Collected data
*-*-*
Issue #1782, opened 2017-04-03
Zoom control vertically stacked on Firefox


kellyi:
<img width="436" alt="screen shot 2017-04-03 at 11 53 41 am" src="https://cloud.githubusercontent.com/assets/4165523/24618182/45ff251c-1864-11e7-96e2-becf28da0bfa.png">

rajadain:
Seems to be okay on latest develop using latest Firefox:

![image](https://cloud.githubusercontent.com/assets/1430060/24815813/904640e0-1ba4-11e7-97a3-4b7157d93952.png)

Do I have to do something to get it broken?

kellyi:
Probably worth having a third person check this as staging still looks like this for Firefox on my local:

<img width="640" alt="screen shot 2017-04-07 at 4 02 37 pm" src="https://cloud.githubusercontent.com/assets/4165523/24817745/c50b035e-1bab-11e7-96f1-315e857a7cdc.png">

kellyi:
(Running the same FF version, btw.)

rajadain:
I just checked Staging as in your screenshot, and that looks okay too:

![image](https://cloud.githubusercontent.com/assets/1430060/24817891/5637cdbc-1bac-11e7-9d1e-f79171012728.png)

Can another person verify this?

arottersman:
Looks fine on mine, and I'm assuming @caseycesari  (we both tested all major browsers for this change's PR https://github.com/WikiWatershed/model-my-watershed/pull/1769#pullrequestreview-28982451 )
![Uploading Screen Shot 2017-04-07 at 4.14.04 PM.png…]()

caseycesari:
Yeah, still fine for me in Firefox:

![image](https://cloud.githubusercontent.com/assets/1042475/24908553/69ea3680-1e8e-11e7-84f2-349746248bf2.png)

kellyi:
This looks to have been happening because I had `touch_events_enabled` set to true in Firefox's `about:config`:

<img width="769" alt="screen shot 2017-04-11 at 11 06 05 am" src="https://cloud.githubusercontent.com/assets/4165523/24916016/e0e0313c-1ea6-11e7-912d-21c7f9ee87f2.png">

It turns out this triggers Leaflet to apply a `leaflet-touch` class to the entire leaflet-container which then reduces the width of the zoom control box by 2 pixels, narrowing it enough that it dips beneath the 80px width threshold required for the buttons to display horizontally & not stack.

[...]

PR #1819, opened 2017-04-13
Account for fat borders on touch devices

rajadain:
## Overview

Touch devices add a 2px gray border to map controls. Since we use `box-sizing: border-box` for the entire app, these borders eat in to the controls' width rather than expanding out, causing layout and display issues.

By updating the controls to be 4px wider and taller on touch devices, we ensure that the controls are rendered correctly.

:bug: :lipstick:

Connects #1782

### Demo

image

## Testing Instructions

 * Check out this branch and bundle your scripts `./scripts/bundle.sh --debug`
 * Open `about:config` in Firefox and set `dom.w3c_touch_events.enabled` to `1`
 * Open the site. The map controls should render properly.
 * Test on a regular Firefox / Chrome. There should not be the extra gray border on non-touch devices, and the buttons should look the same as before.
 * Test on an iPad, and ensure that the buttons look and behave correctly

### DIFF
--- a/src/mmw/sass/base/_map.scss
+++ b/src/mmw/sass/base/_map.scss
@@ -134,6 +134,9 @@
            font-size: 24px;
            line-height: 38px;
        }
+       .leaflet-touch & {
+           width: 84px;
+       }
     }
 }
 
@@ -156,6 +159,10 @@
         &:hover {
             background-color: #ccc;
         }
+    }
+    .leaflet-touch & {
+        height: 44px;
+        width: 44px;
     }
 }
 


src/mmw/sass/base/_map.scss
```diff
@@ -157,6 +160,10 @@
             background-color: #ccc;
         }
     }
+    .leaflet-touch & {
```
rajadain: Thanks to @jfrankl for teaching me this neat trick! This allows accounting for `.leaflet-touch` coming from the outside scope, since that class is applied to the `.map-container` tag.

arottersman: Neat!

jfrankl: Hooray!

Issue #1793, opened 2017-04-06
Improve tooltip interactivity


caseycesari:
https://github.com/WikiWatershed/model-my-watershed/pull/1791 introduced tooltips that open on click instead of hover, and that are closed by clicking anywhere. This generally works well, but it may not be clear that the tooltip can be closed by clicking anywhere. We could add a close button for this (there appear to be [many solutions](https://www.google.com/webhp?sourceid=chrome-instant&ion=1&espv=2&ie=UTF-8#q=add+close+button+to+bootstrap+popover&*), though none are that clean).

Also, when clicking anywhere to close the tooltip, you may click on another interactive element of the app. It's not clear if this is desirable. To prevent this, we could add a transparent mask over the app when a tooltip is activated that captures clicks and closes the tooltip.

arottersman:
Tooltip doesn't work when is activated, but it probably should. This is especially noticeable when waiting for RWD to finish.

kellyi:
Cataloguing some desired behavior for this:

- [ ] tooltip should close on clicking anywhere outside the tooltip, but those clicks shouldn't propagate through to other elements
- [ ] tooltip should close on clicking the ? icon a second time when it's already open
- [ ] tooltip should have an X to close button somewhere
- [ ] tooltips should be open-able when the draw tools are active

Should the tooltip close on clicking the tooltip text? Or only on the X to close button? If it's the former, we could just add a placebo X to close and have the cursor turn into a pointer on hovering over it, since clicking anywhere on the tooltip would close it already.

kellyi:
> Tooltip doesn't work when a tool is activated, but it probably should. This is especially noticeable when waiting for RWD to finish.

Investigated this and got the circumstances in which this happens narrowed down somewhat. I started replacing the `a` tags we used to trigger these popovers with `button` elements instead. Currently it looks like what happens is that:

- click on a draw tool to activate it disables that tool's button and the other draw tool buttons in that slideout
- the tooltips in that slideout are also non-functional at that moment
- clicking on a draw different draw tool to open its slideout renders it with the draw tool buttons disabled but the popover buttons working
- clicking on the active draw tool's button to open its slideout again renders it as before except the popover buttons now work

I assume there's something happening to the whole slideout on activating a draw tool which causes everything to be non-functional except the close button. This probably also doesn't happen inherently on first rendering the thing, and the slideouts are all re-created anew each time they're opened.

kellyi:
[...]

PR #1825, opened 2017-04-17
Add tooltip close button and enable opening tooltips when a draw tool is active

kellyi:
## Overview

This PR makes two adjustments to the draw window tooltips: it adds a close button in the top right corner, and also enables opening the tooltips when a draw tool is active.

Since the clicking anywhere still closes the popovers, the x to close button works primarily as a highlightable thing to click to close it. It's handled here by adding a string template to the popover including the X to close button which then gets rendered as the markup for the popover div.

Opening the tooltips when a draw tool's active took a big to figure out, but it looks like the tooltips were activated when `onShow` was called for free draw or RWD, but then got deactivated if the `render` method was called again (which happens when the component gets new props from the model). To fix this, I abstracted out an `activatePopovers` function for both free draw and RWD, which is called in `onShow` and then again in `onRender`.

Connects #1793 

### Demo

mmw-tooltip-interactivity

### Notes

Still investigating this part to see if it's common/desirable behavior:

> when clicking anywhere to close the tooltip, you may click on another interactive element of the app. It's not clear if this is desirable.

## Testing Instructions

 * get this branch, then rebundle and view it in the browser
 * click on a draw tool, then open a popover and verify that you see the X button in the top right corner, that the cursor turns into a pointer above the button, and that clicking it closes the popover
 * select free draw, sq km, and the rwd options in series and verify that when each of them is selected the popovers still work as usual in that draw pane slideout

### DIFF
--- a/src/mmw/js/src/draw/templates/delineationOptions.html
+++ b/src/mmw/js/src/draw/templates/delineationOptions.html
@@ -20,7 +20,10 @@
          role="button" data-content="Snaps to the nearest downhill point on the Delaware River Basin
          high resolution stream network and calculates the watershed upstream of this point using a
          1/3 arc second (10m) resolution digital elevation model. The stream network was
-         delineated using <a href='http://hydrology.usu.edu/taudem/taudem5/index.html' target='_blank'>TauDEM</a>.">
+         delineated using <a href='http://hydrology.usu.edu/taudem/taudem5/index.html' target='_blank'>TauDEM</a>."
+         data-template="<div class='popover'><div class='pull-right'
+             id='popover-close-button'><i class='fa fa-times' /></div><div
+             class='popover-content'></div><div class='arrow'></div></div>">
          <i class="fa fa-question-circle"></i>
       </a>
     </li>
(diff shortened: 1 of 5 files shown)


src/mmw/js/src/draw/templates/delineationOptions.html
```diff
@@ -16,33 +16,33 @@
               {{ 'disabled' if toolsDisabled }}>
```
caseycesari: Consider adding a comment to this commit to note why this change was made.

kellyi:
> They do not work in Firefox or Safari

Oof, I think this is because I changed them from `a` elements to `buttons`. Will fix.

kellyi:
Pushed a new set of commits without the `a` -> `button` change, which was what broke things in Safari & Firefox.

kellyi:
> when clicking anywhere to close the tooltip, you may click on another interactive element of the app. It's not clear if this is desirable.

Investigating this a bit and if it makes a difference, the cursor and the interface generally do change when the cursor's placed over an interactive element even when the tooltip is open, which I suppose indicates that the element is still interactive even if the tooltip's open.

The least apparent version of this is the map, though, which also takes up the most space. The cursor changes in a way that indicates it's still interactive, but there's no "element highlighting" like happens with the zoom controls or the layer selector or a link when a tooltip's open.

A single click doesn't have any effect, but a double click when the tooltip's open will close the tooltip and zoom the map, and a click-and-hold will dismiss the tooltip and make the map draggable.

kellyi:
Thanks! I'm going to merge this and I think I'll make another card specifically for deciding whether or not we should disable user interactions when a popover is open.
*-*-*
• [THE TASK] Extract exactly the leading lines of the data, stopping at and including the line with "Probably worth having".

• [RESULT OF THIS EXERCISE]
Issue #1782, opened 2017-04-03
Zoom control vertically stacked on Firefox


kellyi:
<img width="436" alt="screen shot 2017-04-03 at 11 53 41 am" src="https://cloud.githubusercontent.com/assets/4165523/24618182/45ff251c-1864-11e7-96e2-becf28da0bfa.png">

rajadain:
Seems to be okay on latest develop using latest Firefox:

![image](https://cloud.githubusercontent.com/assets/1430060/24815813/904640e0-1ba4-11e7-97a3-4b7157d93952.png)

Do I have to do something to get it broken?

kellyi:
Probably worth having a third person check this as staging still looks like this for Firefox on my local:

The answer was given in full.